What the task asks: Nothing may differ between your reply and the listing that follows.

Data shown:
PR #1473, opened 2022-07-18
Add the ability to override scale bar units

evil159:
This PR adds a public configuration option to allow overriding scale bar distance units. The default value is taken from the current locale.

Result:
PR #1473, opened 2022-07-18
Add the ability to override scale bar units

evil159:
This PR adds a public configuration option to allow overriding scale bar distance units. The default value is taken from the current locale.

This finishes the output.